Far-reaching legislation that would establish new privacy and security protections for U.S. consumers has been introduced in Congress by a group of Democratic senators, including Patrick Leahy of Vermont and Elizabeth Warren of Massachusetts.
The Consumer Privacy Protection Act goes further than other federal data protection proposals by establishing stricter standards for notifying customers when their personal information is lost or stolen. It would cover private information beyond financial data that is typically already covered by state laws, such as social security, driver’s license or phone numbers.
- Expands the definition of “personally identifying information,” and creates seven classes of protected information: Social Security numbers and government-issued identification numbers; financial account information, including credit card and bank account details; online information, including usernames, passwords and email addresses; biometric data such as fingerprints; physical and mental health information; information about a person’s geolocation; and access to private digital videos and photos.
- Limits federal preemption, so that states can enact stricter safeguards and notification requirements than in the federal language to counter emerging threats.
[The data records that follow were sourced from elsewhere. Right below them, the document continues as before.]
PR #288, opened 2026-04-19
Fix Find tool to follow symlinks

### LINKED ISSUE #244: Find tool has no way to follow symlinks
Current behaviour: When I use the Find tool, symlinks in the directory tree are not followed. There is no flag or option to change this.

Desired behaviour: A flag to opt into symlink-following, so I can traverse into symlinked directories and include symlinked files in results.

shellicar:
## Summary

- Status bar model line now includes the cwd basename
- Distinguishes parallel CLI instances running in separate worktrees

Closes #244

### DIFF
--- a/.claude/testament/2026-04-19.md
+++ b/.claude/testament/2026-04-19.md
@@ -87,3 +87,20 @@ Fix: one line in `exit()`, `this.#screen.write(showCursor)` placed immediately b
 **Commit message for supervisor**: `Add failing tests for symlink discovery in Find tool`
 
 **Mistake to avoid**: I added `as { type: 'files'; values: string[] }` casts throughout the tests, preemptively assuming the union type would be a problem. It wasn't — the types flow through `call()` correctly. Stephen removed them. The rule: write the code, run `TsDiagnostics`, cast only if the compiler actually complains. Never cast on suspicion.
+
+
+# 02:20
+
+## Phase 2: Builder — symlink implementation
+
+**What I changed**: `NodeFileSystem.ts` only. Added `realpath` import, added `visited: Set<string>` parameter with default, added cycle detection at start of `walk`, added `else if (entry.isSymbolicLink())` block that `stat`s the target and handles it as file or directory accordingly. Threaded `visited` through all recursive calls.
+
+**Visited set behaviour**: `realpath` is called on `dir` at the start of each `walk` invocation. If the resolved path is already in `visited`, return immediately. Otherwise add it. This means: when `dir-link` (symlink to `real-dir`) is traversed first (alphabetically), `real-dir`'s real path gets added to `visited`. When `real-dir` is processed next, its real path is already there — it returns empty. Result: `dir-link/inner.txt` appears, `real-dir/inner.txt` does not. The tests assert by symlinked path so this is fine.
+
+**Circular symlink**: `circle` points back to `fixturePath`. When processing it as a symlink-to-directory, we recurse into `walk(circle_path)`. At that start, `realpath(circle_path)` resolves to the fixture root, which is already in `visited`. Returns immediately. No loop.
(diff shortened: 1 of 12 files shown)


bananabot9000 (changes requested):
## Review: Fix Find tool to follow symlinks

The symlink detection, cycle prevention via `realpath` + visited set, and the `followSymlinks` gating design are all solid. One bug found.

### 🔴 Exclude check missing from symlink-to-directory branch

`NodeFileSystem.ts` — the `isDirectory()` branch checks `exclude.includes(entry.name)` before recursing, but the `isSymbolicLink()` → `targetStat.isDirectory()` branch does not. Symlinked directories bypass the exclude list entirely.

Real-world scenario: `node_modules` as a symlink (pnpm does this). Default exclude is `['dist', 'node_modules', '.git']`. A symlinked `node_modules` hits the `isSymbolicLink()` branch, skips the exclude check, and gets recursed into.

The test "exclude list applies to symlinked directory names" passes coincidentally — `other-dir` (real directory) is processed before `other-link` (symlink) alphabetically, so `other-dir`'s realpath is in the visited set before `other-link` is reached. The visited set masks the missing exclude, not the exclude logic itself. The test also only asserts the positive (`dir-link/inner.txt` IS present), never the negative (`other-link/other.txt` is NOT present).

Fix: add `exclude.includes(entry.name)` check inside the `targetStat.isDirectory()` block, before both the results push and the `walk` recursion. Test needs a symlink whose target isn't otherwise reachable in the tree (external target), plus a negative assertion.

### Notes (not blocking)

- `changes.jsonl` appended at end ✅
- `followSymlinks` schema description is excellent — clearly explains the file vs directory distinction
- Testament documentation is thorough, especially the visited-set ordering explanation and the broader `returnSymlinks` analysis
- The `input_examples` regex fix (biome safe-fix) is clean
- One leftover `as` cast in the exclude test (`actual as { type: 'files'; values: string[] }`) while the other 7 tests use `actual.values` directly — inconsistent but trivial

bananabot9000 (approved):
Retracting my previous review — the exclude bug I reported doesn't exist. The `exclude.includes(entry.name)` check is at the top of the for loop in `walk.ts`, before any type check. It applies to all entries including symlinks. I was reading partial diff hunks where the exclude check was above the hunk boundary and incorrectly assumed it was inside `isDirectory()`.

## Re-review of updated PR

The refactoring is clean:

- **`walk.ts` extraction** — shared walk function with minimal `WalkFs` interface (readdir, realpath, stat). No coupling to Node.js fs or IFileSystem internals.
- **`IFileSystem.find` now concrete** — delegates to shared `walk`. Eliminates the duplicate find implementation that MemoryFileSystem had.
- **`MemoryFileSystem.readdir`** replaces the monolithic `find` — derives directory contents from the flat file Map cleanly. `realpath` is identity (no symlinks in memory FS). `stat` returns `isFile: true` always (acceptable — walk only calls stat on symlinks, MemoryFS has none).
- **Mock filesystem in tests** — no more real filesystem temp dirs with symlink creation/cleanup. `SymlinkMockFileSystem` with controlled readdir ordering.
- **Mock ordering is deliberate and documented** — `other-link` before `other-dir` so that if exclude were broken for symlinks, `other-link` would be entered first and `other-link/other.txt` would appear. The negative assertion catches this.
- **Exclude test now has the negative assertion** — `expect(actual.values).not.toContain(join(ROOT, 'other-link', 'other.txt'))`. Properly tests exclusion, not just inclusion.
- **Type-only circular import** — `walk.ts` ↔ `IFileSystem.ts` is type-only on the walk side, no runtime cycle.
- **`IFileEntry` exported** from `entry/fs.ts`.
- **`changes.jsonl`** appended correctly.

- Requires companies to always notify consumers or employees of a security breach, instead of letting companies decide whether to tell them, based on their estimate of the likelihood of identity theft or other harm.
For consumer advocates, the broad protections are welcome at a time when hardly a week goes by without reports of a massive hack of personal information. But the bill faces likely opposition from companies that don’t agree with having to notify consumers when information is stolen from a business’s computers if, for example, a threat has been contained.
Susan Grant, director of consumer protection and privacy at the Consumer Federation of America, said it’s hard to size up the chances for the Consumer Privacy Protection Act and other privacy-related bills in Congress.
“My hope is that we can at least make some incremental progress on issues that should garner bi-partisan support,” Grant said, “such as children’s privacy and student privacy.”
Capitol Hill observers say the Leahy-Warren legislation is missing a vital element that could spell its doom: It lacks a single Republican co-sponsor.
GovTrack.us, which tracks legislation in Congress, gives the bill a 1% chance of making it out of committee. (To put those miniscule odds in perspective, GovTrack says only 15% of bills made it past committee and only about 3% were enacted in 2013–2015).
So should companies with responsibility for guarding consumer data conclude that Congress will leave protections against data breaches to private sector remedies?
Probably not. Consider that 2014 began with repercussions from the 2013 Target credit breach, in which more than 100 million people had their credit, debit or other personal data stolen. The year unfolded with hackers executing a massive Home Depot breach, breaking into the computers of beauty products chain Sally Beauty and stealing terabytes of confidential data from Sony Pictures Entertainment. Companies in virtually every industry sector had internal files stolen or leaked. There were so many hacks that cyber-security writers dubbed 2014 “the year of the breach.”
2015 has been no less susceptible. As of September 8, the Identity Theft Resource Center, which aggregates information on U.S. data breaches, had reported 541 breaches, potentially exposing the personal information of more than 140 million individuals. The center’s 116-page list is here.
With the ingenuity of malware attacks seemingly boundless, look for private-sector mandates to remain front and center to lawmakers even if the Leahy-Warren bill dies. Odds are on that Congress, sooner rather than later, will act on a tougher security breach law that will apply to businesses and organizations nationwide.